• REQUIRED ACTION: All of the material must be duplicated exactly, line by line.

== == ==

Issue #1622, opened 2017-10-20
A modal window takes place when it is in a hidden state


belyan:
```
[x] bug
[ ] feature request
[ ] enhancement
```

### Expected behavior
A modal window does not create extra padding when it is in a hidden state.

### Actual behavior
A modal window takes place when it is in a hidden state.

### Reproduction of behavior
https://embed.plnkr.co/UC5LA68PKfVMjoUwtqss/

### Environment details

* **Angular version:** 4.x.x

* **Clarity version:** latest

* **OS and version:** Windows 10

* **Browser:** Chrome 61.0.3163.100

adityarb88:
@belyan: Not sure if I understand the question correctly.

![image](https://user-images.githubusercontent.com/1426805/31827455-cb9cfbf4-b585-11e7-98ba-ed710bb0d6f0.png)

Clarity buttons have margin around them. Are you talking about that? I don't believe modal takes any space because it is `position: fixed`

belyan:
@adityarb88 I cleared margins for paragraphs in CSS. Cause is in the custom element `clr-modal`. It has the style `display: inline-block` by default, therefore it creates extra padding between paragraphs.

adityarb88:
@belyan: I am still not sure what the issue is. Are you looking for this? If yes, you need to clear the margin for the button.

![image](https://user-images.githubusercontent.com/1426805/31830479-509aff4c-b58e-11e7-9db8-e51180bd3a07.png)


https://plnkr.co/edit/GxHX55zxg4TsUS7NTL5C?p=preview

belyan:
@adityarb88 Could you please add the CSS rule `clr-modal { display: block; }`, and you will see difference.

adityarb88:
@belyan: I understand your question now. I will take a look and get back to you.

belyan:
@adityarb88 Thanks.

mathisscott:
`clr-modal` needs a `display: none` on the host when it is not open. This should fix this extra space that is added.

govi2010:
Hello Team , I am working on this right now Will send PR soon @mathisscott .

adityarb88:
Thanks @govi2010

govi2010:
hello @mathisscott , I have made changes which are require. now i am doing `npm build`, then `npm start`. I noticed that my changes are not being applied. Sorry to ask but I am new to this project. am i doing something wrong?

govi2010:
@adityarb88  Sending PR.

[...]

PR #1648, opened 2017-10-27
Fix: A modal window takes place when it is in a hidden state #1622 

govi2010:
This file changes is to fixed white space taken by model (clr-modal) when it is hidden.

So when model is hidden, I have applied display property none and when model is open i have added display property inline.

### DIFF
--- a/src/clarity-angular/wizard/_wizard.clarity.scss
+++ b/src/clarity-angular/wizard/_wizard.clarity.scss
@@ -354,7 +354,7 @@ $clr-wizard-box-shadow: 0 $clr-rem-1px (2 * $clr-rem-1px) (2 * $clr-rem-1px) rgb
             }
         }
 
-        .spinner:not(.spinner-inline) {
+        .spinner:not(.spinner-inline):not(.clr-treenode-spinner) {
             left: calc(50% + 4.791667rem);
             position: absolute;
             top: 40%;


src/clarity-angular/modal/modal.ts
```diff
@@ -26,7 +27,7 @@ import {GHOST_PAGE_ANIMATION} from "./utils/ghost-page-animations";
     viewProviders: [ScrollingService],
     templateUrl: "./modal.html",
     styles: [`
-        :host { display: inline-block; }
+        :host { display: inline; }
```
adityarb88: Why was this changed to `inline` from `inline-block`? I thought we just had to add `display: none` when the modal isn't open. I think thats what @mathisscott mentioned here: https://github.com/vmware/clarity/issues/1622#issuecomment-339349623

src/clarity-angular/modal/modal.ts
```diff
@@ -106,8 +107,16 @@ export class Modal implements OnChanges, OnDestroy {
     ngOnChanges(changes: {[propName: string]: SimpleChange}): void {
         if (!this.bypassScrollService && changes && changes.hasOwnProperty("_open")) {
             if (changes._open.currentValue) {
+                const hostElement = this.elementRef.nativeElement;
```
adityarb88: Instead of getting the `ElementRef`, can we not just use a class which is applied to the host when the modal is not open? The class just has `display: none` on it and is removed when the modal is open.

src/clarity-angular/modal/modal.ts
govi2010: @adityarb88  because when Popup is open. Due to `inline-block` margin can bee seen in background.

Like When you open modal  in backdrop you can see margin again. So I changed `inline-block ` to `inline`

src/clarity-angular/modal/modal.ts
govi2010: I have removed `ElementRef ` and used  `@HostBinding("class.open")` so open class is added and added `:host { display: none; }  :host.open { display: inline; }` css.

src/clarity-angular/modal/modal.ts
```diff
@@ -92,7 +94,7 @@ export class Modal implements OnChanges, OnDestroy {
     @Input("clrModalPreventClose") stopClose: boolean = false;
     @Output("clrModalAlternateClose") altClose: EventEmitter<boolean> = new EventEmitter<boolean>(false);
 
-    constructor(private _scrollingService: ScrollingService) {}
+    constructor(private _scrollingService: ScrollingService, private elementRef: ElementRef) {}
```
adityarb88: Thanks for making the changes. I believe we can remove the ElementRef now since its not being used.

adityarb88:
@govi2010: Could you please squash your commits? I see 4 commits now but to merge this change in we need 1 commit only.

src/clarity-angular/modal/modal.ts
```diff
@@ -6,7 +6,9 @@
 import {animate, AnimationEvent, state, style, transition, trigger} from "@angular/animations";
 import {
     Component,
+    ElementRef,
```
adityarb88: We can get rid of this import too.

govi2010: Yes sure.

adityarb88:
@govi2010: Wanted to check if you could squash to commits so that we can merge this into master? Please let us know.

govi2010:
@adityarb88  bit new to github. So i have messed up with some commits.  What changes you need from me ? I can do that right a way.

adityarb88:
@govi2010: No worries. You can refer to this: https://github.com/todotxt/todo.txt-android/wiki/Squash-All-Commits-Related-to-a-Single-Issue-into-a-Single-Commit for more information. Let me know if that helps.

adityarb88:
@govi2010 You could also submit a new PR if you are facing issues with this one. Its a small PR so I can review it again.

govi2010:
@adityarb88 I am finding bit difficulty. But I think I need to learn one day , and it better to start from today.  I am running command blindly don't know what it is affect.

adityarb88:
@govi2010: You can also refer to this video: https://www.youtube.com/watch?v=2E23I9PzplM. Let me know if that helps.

== == ==

• ANSWER SPACE:
Issue #1622, opened 2017-10-20
A modal window takes place when it is in a hidden state


belyan:
```
[x] bug
[ ] feature request
[ ] enhancement
```

### Expected behavior
A modal window does not create extra padding when it is in a hidden state.

### Actual behavior
A modal window takes place when it is in a hidden state.

### Reproduction of behavior
https://embed.plnkr.co/UC5LA68PKfVMjoUwtqss/

### Environment details

* **Angular version:** 4.x.x

* **Clarity version:** latest

* **OS and version:** Windows 10

* **Browser:** Chrome 61.0.3163.100

adityarb88:
@belyan: Not sure if I understand the question correctly.

![image](https://user-images.githubusercontent.com/1426805/31827455-cb9cfbf4-b585-11e7-98ba-ed710bb0d6f0.png)

Clarity buttons have margin around them. Are you talking about that? I don't believe modal takes any space because it is `position: fixed`

belyan:
@adityarb88 I cleared margins for paragraphs in CSS. Cause is in the custom element `clr-modal`. It has the style `display: inline-block` by default, therefore it creates extra padding between paragraphs.

adityarb88:
@belyan: I am still not sure what the issue is. Are you looking for this? If yes, you need to clear the margin for the button.

![image](https://user-images.githubusercontent.com/1426805/31830479-509aff4c-b58e-11e7-9db8-e51180bd3a07.png)


https://plnkr.co/edit/GxHX55zxg4TsUS7NTL5C?p=preview

belyan:
@adityarb88 Could you please add the CSS rule `clr-modal { display: block; }`, and you will see difference.

adityarb88:
@belyan: I understand your question now. I will take a look and get back to you.

belyan:
@adityarb88 Thanks.

mathisscott:
`clr-modal` needs a `display: none` on the host when it is not open. This should fix this extra space that is added.

govi2010:
Hello Team , I am working on this right now Will send PR soon @mathisscott .

adityarb88:
Thanks @govi2010

govi2010:
hello @mathisscott , I have made changes which are require. now i am doing `npm build`, then `npm start`. I noticed that my changes are not being applied. Sorry to ask but I am new to this project. am i doing something wrong?

govi2010:
@adityarb88  Sending PR.

[...]

PR #1648, opened 2017-10-27
Fix: A modal window takes place when it is in a hidden state #1622 

govi2010:
This file changes is to fixed white space taken by model (clr-modal) when it is hidden.

So when model is hidden, I have applied display property none and when model is open i have added display property inline.

### DIFF
--- a/src/clarity-angular/wizard/_wizard.clarity.scss
+++ b/src/clarity-angular/wizard/_wizard.clarity.scss
@@ -354,7 +354,7 @@ $clr-wizard-box-shadow: 0 $clr-rem-1px (2 * $clr-rem-1px) (2 * $clr-rem-1px) rgb
             }
         }
 
-        .spinner:not(.spinner-inline) {
+        .spinner:not(.spinner-inline):not(.clr-treenode-spinner) {
             left: calc(50% + 4.791667rem);
             position: absolute;
             top: 40%;


src/clarity-angular/modal/modal.ts
```diff
@@ -26,7 +27,7 @@ import {GHOST_PAGE_ANIMATION} from "./utils/ghost-page-animations";
     viewProviders: [ScrollingService],
     templateUrl: "./modal.html",
     styles: [`
-        :host { display: inline-block; }
+        :host { display: inline; }
```
adityarb88: Why was this changed to `inline` from `inline-block`? I thought we just had to add `display: none` when the modal isn't open. I think thats what @mathisscott mentioned here: https://github.com/vmware/clarity/issues/1622#issuecomment-339349623

src/clarity-angular/modal/modal.ts
```diff
@@ -106,8 +107,16 @@ export class Modal implements OnChanges, OnDestroy {
     ngOnChanges(changes: {[propName: string]: SimpleChange}): void {
         if (!this.bypassScrollService && changes && changes.hasOwnProperty("_open")) {
             if (changes._open.currentValue) {
+                const hostElement = this.elementRef.nativeElement;
```
adityarb88: Instead of getting the `ElementRef`, can we not just use a class which is applied to the host when the modal is not open? The class just has `display: none` on it and is removed when the modal is open.

src/clarity-angular/modal/modal.ts
govi2010: @adityarb88  because when Popup is open. Due to `inline-block` margin can bee seen in background.

Like When you open modal  in backdrop you can see margin again. So I changed `inline-block ` to `inline`

src/clarity-angular/modal/modal.ts
govi2010: I have removed `ElementRef ` and used  `@HostBinding("class.open")` so open class is added and added `:host { display: none; }  :host.open { display: inline; }` css.

src/clarity-angular/modal/modal.ts
```diff
@@ -92,7 +94,7 @@ export class Modal implements OnChanges, OnDestroy {
     @Input("clrModalPreventClose") stopClose: boolean = false;
     @Output("clrModalAlternateClose") altClose: EventEmitter<boolean> = new EventEmitter<boolean>(false);
 
-    constructor(private _scrollingService: ScrollingService) {}
+    constructor(private _scrollingService: ScrollingService, private elementRef: ElementRef) {}
```
adityarb88: Thanks for making the changes. I believe we can remove the ElementRef now since its not being used.

adityarb88:
@govi2010: Could you please squash your commits? I see 4 commits now but to merge this change in we need 1 commit only.

src/clarity-angular/modal/modal.ts
```diff
@@ -6,7 +6,9 @@
 import {animate, AnimationEvent, state, style, transition, trigger} from "@angular/animations";
 import {
     Component,
+    ElementRef,
```
adityarb88: We can get rid of this import too.

govi2010: Yes sure.

adityarb88:
@govi2010: Wanted to check if you could squash to commits so that we can merge this into master? Please let us know.

govi2010:
@adityarb88  bit new to github. So i have messed up with some commits.  What changes you need from me ? I can do that right a way.

adityarb88:
@govi2010: No worries. You can refer to this: https://github.com/todotxt/todo.txt-android/wiki/Squash-All-Commits-Related-to-a-Single-Issue-into-a-Single-Commit for more information. Let me know if that helps.

adityarb88:
@govi2010 You could also submit a new PR if you are facing issues with this one. Its a small PR so I can review it again.

govi2010:
@adityarb88 I am finding bit difficulty. But I think I need to learn one day , and it better to start from today.  I am running command blindly don't know what it is affect.

adityarb88:
@govi2010: You can also refer to this video: https://www.youtube.com/watch?v=2E23I9PzplM. Let me know if that helps.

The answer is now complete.